The elephant in the room is Deshaun Watson. More specifically, his progress as a franchise/superstar quarterback. I've heard different people talk about this in one way, shape, form or whatever. AJ and Fred covered it on ESPN Houston's The Blitz. My friend @itsDanielBsr tweeted it and brought it up as well. There were others who talked about this topic, but these were the two places I encountered it in which I could pay closer attention.

When it comes to Watson, most people believe he's a great talent. However, there is a growing sentiment that it's time for him to take the next step. Watson turned 25 on September 14. He signed his four-year extension about a week before his birthday. When you're getting paid like a top quarterback and people recognize you as one of the better young quarterbacks, there comes a time when you need to poop or get off the pot.
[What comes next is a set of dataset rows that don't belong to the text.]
PR #295, opened 2020-07-31
Support styled as a named export

will-stone:
To support the upcoming `topLevelImportPaths` option, this allows this babel plugin to pick-up `styled` as a named export:

```js
import { styled } from '@wrapping/package'`
```

config:

```
[
  'styled-components',
  {
    topLevelImportPaths: ['@wrapping/package'],
  },
]
```


probablyup (approved):
Thanks!

PR #297, opened 2020-08-17
move injected styled component to end of file

### LINKED ISSUE #260: Runtime error with css prop and const declared after component
Example:
```jsx
// in:
import React from "react"
import { css } from "styled-components"

export default function Example() {
  return <div css={someCss}>oops</div>
}

const someCss = css`
  color: red;
`

// out:
import _styled from "styled-components";
import React from "react";
import { css } from "styled-components";

var _StyledDiv = _styled.div.withConfig({
  displayName: "Example___StyledDiv",
  componentId: "sc-1j0h0n6-0"
})(["", ""], someCss);

export default function Example() {
  return <_StyledDiv>oops</_StyledDiv>;
}
const someCss = css(["color:red;"]);
```

At runtime, this code will fail, as it tries to access `someCss` before it's declared.

This works if we declare `someCss` before `Example`. The `someCss` style is correctly placed before the styled component.
```jsx
// in:
import React from "react"
import { css } from "styled-components"

const someCss = css`
  color: red;
`

export default function Example() {
  return <div css={someCss}>oops</div>
}

// out:
import _styled from "styled-components";
import React from "react";
import { css } from "styled-components";
const someCss = css(["color:red;"]);

var _StyledDiv = _styled.div.withConfig({
  displayName: "Example___StyledDiv",
  componentId: "sc-1j0h0n6-0"
})(["", ""], someCss);

export default function Example() {
  return <_StyledDiv>oops</_StyledDiv>;
}
```

Repro: https://github.com/kingdaro/styled-components-css-prop-error

Downgraded to 1.10.2 as a workaround for now. It looks like this commit introduced the change in behavior: https://github.com/styled-components/babel-plugin-styled-components/commit/9bc3c08ee31b82be1c2a74dc7f4a1fbd0e12ac7b

sfishel18:
in case it references a variable that is declared after the react component that uses it

fixes #260


probablyup (approved):
Seems ok to me

probablyup:
@sfishel18 can you fix this up against `main`?

PR #301, opened 2020-09-13
Recurse only when the argument of Spread Element is object expression

re-fort:
Using Spread syntax in css prop is currently supported, but this syntax is not supported.
```js
<div
  css={{
    ...obj,
    { color: 'red' }
  }}
>
  hi
</div>
```

it causes the error that can not read property `reduce` because it has not `property.argument.properties`

This PR resolves it by recursing only when the argument of Spread Element is object expression.


probablyup (approved):
LGTM, thanks!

When calling Watson to the carpet, people will call O'Brien into question. O'Brien is a factor in holding Watson back some. He's been the play-caller his whole time here in Houston up until this year when he allegedly turned it over to Tim Kelly. We've all seen how that has gone. O'Brien is also the general manager that traded away Watson's top target in DeAndre Hopkins. These type of things can hinder a young quarterback's growth and development, but at what point do we stop blaming O'Brien and start looking at Watson?

Some will point to the offensive line as a key factor as to why Watson isn't progressing. We've seen him escape sacks and create plays out of thin air. But when is it time to call him to the carpet for not going through his reads and/or making a check-down? He often escapes sacks and looks downfield, but should he be looking to scramble more often? Should he be reading progressions better? These intimate details are answers we won't ever get, but we hope we can understand that Watson is making his reads and decisions the way he's supposed to.

Whether it's his big extension, his bumbling idiot of a head coach, his lack of protection, or his lack of weapons, fans will eventually stop giving Watson a pass. Del said it best on ESPN Houston's The Bench: When will people stop bringing up Clemson when talking about Watson's greatness? NFL quarterbacks have their college career talked about in their rookie seasons. After that, it's all about what have you done for me lately. I sincerely hope Watson realizes his tremendous potential. He's a star now and a superstar in the making. The one thing that he needs is the success on the field that will catapult him into the upper echelon of the other top talents at his position. Tom Brady, Drew Brees, Aaron Rodgers, Pat Mahomes, Russell Wilson, and Lamar Jackson all have either a league MVP award and/or a Super Bowl ring. If Watson is to be mentioned in that rarefied air, he needs to start taking the necessary steps. The clock is ticking and people are watching. Your move Deshaun.